# Problem details:
Your answer should be an exact copy of the lines from the start of the entries to the line containing "This seems like", both included.

# Records for processing:
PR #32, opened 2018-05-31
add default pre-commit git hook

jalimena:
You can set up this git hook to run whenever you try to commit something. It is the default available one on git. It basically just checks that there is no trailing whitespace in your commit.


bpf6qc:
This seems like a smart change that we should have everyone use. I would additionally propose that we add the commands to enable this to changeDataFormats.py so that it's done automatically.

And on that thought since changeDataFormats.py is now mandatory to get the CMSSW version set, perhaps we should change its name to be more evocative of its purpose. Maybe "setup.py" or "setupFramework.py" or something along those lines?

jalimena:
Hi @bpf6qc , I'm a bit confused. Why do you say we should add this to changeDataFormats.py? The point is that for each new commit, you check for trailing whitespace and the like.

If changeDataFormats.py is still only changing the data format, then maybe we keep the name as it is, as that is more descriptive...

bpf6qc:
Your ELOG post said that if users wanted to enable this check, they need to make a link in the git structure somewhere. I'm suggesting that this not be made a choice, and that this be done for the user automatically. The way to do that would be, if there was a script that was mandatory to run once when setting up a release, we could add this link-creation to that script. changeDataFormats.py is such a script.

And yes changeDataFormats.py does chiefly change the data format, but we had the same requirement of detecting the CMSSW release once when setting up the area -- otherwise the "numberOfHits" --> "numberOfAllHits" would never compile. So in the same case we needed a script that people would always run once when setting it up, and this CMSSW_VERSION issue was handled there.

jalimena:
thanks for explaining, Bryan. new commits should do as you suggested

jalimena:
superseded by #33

# Result:
PR #32, opened 2018-05-31
add default pre-commit git hook

jalimena:
You can set up this git hook to run whenever you try to commit something. It is the default available one on git. It basically just checks that there is no trailing whitespace in your commit.


bpf6qc:
This seems like a smart change that we should have everyone use. I would additionally propose that we add the commands to enable this to changeDataFormats.py so that it's done automatically.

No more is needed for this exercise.